Come già nei suoi film precedenti, in particolare in About Elly, Asghar Farhadi ci mostra dei giovani iraniani moderni, borghesi, alle prese con dilemmi morali che spostano continuamente il confine tra i personaggi “buoni” e “cattivi”, in cui la libertà dello stile di vita (lui è insegnante, entrambi recitano a teatro, non hanno ancora figli) è solo apparente e sottomessa ancora alla centralità dell’onore e della reputazione (ad esempio, una delle prime preoccupazioni di Rana dopo la violenza sarà sapere chi l’ha tirata fuori dal bagno), componendo molteplici riferimenti con la pièce di Arthur Miller.

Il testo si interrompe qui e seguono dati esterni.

PR #4192, opened 2026-07-30
[CausalLM] MHACore GPU prefill dispatch (OpenCL flash / two-conv attention) + name every host bounce it can take

jijoongmoon:
Restructures `MHACore` to dispatch **prefill** attention onto the OpenCL flash / two-conv / OHWI-image
kernels the earlier GPU rungs of this series ship — and, in the same PR, makes every host bounce that
dispatch can take **say so**. The two halves are one unit: "host fallbacks are NAMED, not hidden" is the
acceptance criterion for a 2,637-line dispatch, and the trace is what turns a host bounce from an argument
reconstructed by reading ~600 lines of gates into a 30-second measurement. The capture hooks also sit in
the `forwarding()` / `incremental_forwarding()` exits that this dispatch creates, so they could not have
landed earlier anyway.

## 1. The prefill dispatch (and the build gate that is the point of the rung)

The prefill dispatch is env-gated (`NNTR_MHA_GPU`, `NNTR_MHA_GPU_IMG`, `NNTR_MIN_PREFILL`, `NNTR_V8C_BUF`);
`softmax_triangle`, `apply_rotary_emb_tensor_v2` (with the process-wide flat RoPE LUT for the GPU
concat-RoPE path) and the `gemm_attention` path come along. Every kernel it calls resolves against the base
of this rung.

**Prerequisite fix.** `opencl + fp16 + transformer` did **not build** at the earlier app rungs:
`mha_core.cpp` and `deberta_attention_layer.cpp` call the all-FP16 `nntrainer::compute_kcaches` /
`compute_fp16vcache_transposed` / `compute_rotary_emb_value` (and the `softmax_row[_inplace]<_FP16>`
instantiations), which the cpu_backend only builds for ARM/NEON. This `mha_core` carries its own x86-only
FP16 host implementations of those (scalar, FP32-accumulate), and the deberta hunk drops `ENABLE_FP16` on
x86 (that model is ARM-encoder-only), so the fp16-ON x86 app build is green from here on. **That build
gate is the review gate for this rung.**

### Dispatch decision table (prefill)

| # | condition | route |
|---|---|---|
| 0 | `use_gemm_attention == false` | host per-row dot (`compute_kcaches` + `softmax_row`) — the property is unstamped until the flash-plumbing rung, so this is today's default |
| 1 | `use_gemm_attention && step_size < FLASH_MIN_PREFILL` (`min_prefill_thr(head_dim)`, env `NNTR_MIN_PREFILL`) and not `NNTR_CUDA_ATTN` | host `gemm_attention` — blocking + softmax bookkeeping does not pay below the threshold |
| 2 | above threshold, `NNTR_MHA_GPU=1`, **Q fp16 and out fp16**, `head_dim > 0`, `num_heads_KV > 0`, `num_heads_Q % num_heads_KV == 0` | GPU candidate; otherwise host `gemm_attention` |
| 3 | GPU candidate **and** `svm_ok` = all four of Q / cached-K / cached-V / out have `MemoryData` **and** `isSVM()` | device path; if `svm_ok` is false the non-SVM wrapper (host-tensor cache) is used, i.e. a host bounce |
| 4 | device path, `NNTR_KV_IMG_ATTN=1`, `head_dim % 8 == 0`, and the layer is **not past its sliding window** | Adreno OHWI **image** attention (`qk_matmul_f16_ohwi_img`) — preempts flash on success |
| 5 | device path, otherwise | **flash** kernels (SVM buffer), which take `local_window`; the OHWI two-conv prefill path is selected instead when `NNTR_KV_OHWI_GPU_FORCE`/`_ohwi_gpu_on` holds |
| 6 | any kernel returns false (shape, alignment, scratch, mirror init) | falls back to the host path for that call |

Row 4's window exclusion is a defect fixed at the source and recorded at the call site:
`qk_matmul_f16_ohwi_img` has only the causal upper-bound mask and **no window lower bound**, so a
sliding-window layer past its window would silently compute full causal attention over evicted keys
(measured: a W=512 model's 999-token Adreno prefill degenerates into word salad, severity growing with
`cache_to - W`). Those calls are routed to the flash kernels, which do take `local_window`.

## 2. Name every FC that leaves the GPU path (`NNTR_FC_DIVERT_TRACE`)

`ClComputeOps::fc` had **no** way to report that an FC diverted to a host path: `dotCl_v8c` returns a bare
bool and the tree had no trace hook. A host bounce is not a harmless slow path — it reads the input and
writes the output through host pointers, which is exactly why the fallback has to bracket itself with
`clmem_lower_cl` / `clmem_raise_cl`.

- `dotCl_v8c`: all 16 `return false` sites now go through a `V8C_REJECT("<why>")` macro recording a static
  reason string in a thread-local slot (thread-local because the eager weight prebuild runs on the loader
  pool). No behaviour change — same control flow, same returns. As a side effect the reject taxonomy
  becomes readable at a glance: env off, weight dtype, K mismatch, `N%8` / `K%32`, activation dtype,
  weight-backing build, `huge_n`, the five scratch/copy failures, `y_fp16`, the host-bounce readback, and
  the catch-all. `v8c_last_reject_reason()` exposes it.
- `ClComputeOps::fc` prints **one** line per divert under `NNTR_FC_DIVERT_TRACE=1` (default off,
  value-checked so `=0` disables), on a stamped graph:

```
[fc-divert] layer0_ffn_gate:out0 <- layer0_ffn_gate:weight
            in[1x1x413x1024 FP16] w[1024x3072 QS4CX] out[FP16]
            out_clmem=1 reason=huge_n weight and not the M==1 lm-head GEMV case
```

i.e. the tensor, the shapes, the dtypes, the output residency class and the condition — enough to map the
event onto the gate that caused it without a rebuild. Durable value beyond this series: the one
configuration where a host bounce is *expected* (an untied QS4CX lm_head at M>1, `huge_n`) and the ones
where it is a *regression* (any per-layer FC) become distinguishable in a log, on any device — including
the Adreno and Windows lanes where attaching a debugger is impractical.

**Every diagnostic in this PR is default-off and value-checked** (`=0` really disables):
`NNTR_FC_DIVERT_TRACE`, `NNTR_CLMEM_PROBE` (+ `NNTR_CLMEM_PROBE_DRAIN`), `NNTR_CLMEM_DUALOUT`,
`NNTR_CLMEM_OUTCHECK`, `NNTR_CLMEM_OUTBAR`. Two differential GPU-path probes are restored with their
enabling guard, extended to cover `attention_out` and `mha_core`; that guard is what made
`layer0_wq:out0:y`, `layer0_ffn_gate/up:out0:y`, `layer0_attention_out:out0:y` and
`layer0_attention:mha_out` real comparisons for the first time — and that capture is what exposed the
positional gate/up load-order defect fixed in #4194.

## Disclosures

**Known architecture deviation, disclosed rather than hidden.** `mha_core.cpp` still contains **28 raw
`nntrainer::*_cl(...)` dispatch call sites** against the rule that an app layer should reach the backend
through one private helper called once from `forwarding()`. It is tracked in the GPU contribution
checklist. The paydown shape is already written and reviewable: #4195 converts the reverse-RMSNorm raw call
into a `ComputeOps` whole-op virtual with named rejects, and an **attention whole-op virtual** is the
declared follow-up for this file. Nothing here regresses the rule; the count is the honest starting point.

**Packaging additions justified.** `debian/nntrainer-dev.install`, `packaging/nntrainer.spec` and
`nntrainer/utils/meson.build` each gain exactly one entry: `env_compat.h`. `mha_core.cpp` is an app TU
compiled against the *installed* headers and it includes `<env_compat.h>` for `nntr_env_on()` — the
value-checking env helper that makes `=0` mean off (a presence check cannot be turned off). Without the
install entry the app build fails on a packaged nntrainer.

Depends-on: #4150

**New in this rung:** 6 commits — the MHACore GPU prefill dispatch, a comment-only cleanup, the restored
differential probes, the probe-guard extension covering `attention_out` / `mha_core`, the divert trace, and
a `-Wformat` fix in the trace (`%u` → `%zu` for `size_t` dims, which `-Werror=format` rejects at compile
time in every `-Denable-opencl=true` build).

**Supersedes #4189,** closed in favour of this PR: `trackA4-mha-core-gpu-prefill` is a **git ancestor** of
this branch (`git rev-list #4189-head ^this-head` = 0 commits), so its entire content is contained here and
its documentation is folded into the sections above.

**Explicitly NOT included** — each is a later rung, stripped cleanly, and the file compiles with it absent:
CUDA (`#if ENABLE_CUDA` regions, #4205); the int8 KV cache (internal int8 cache with per-(token, head) fp16
scales, its quant/dequant helpers, int8 read/write, the CL int8 kernel dispatch, and the
`cache_key_scale` / `cache_value_scale` inputs); the KV window ring (`kv_ring_cap` / `cacheRow` — pre-ring
linear cache semantics are kept here, #4200); GPU **decode** (flash-decode, GPU-RoPE-decode and the
per-layer decode properties — this rung is prefill only); and the `ROPE_EXTEND` opt-in. This rung supports
only the external FP16 5-input cache and the plain 3/4-input internal FP16 cache.

**Validated:** fp16 + OpenCL x86 build green (it was red before this rung — that is the build gate);
fp16-off configuration also builds, since the tripwire is dtype-agnostic. GPU dispatch is env-gated, so the
default path is unchanged and generated text is byte-identical with all gates off. `NNTR_FC_DIVERT_TRACE=1`
emits **zero** lines on the tied qwen3 / gemma2 packages, which is what the static audit predicted (every
per-layer FC passes all gates) — a line naming a per-layer FC would falsify that audit, so the trace is
also the standing witness for it.

---

**Merge button: "Rebase and merge" — please do not squash.** The dispatch, the probes and the trace are
separate revert handles, and the `-Wformat` fix must stay separable from the trace it fixes.

Depends-on: #4150


jijoongmoon:
Consolidated into #4201.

Una storia costruita in un crescendo graduale e impercettibile che nel finale esplode in una serie di ribaltamenti di prospettiva, ponendo domande in cui non è possibile non sentirsi interpellati in prima persona perché le cose “impensabili” possono accadere anche a ciascuno di noi, e quando accadono nessuno può mai dirsi preparato o sapere come reagirà. Le reazioni di Emad e di Rana sono quelle di due persone normali nella cui vita tutto improvvisamente precipita. L’immotivato senso di colpa di lei, il desiderio di poter cambiare il passato o di voler tornare immediatamente alla normalità come se nulla fosse accaduto, il crollo psicologico che avviene, non a caso, sulla scena teatrale, luogo protetto in cui è possibile liberare le emozioni represse, tutto viene mostrato con straordinaria acutezza e profonda attenzione alla psicologia di ogni personaggio.
Perfetta l’intesa, affinata nella partecipazione a precedenti film dello stesso regista, tra i due protagonisti, Shahab Hosseini (vincitore come migliore attore a Cannes 2016) che ci regala un’interpretazione misurata e intensa dalle gestualità lievissime (l’imbarazzo che affiora appena quando viene scovato dalla vicina a pulire le scale dalle macchie di sangue) e Taraneh Alidoosti, capace di interpretare una vittima senza cadere mai nel patetico e mostrando tutta la gamma delle sue reazioni umane in modo assai realistico, un mix di dolcezza e forza che fa onore alle donne.
“Come fa un uomo a diventare una bestia?” chiede uno degli studenti al professor Emad.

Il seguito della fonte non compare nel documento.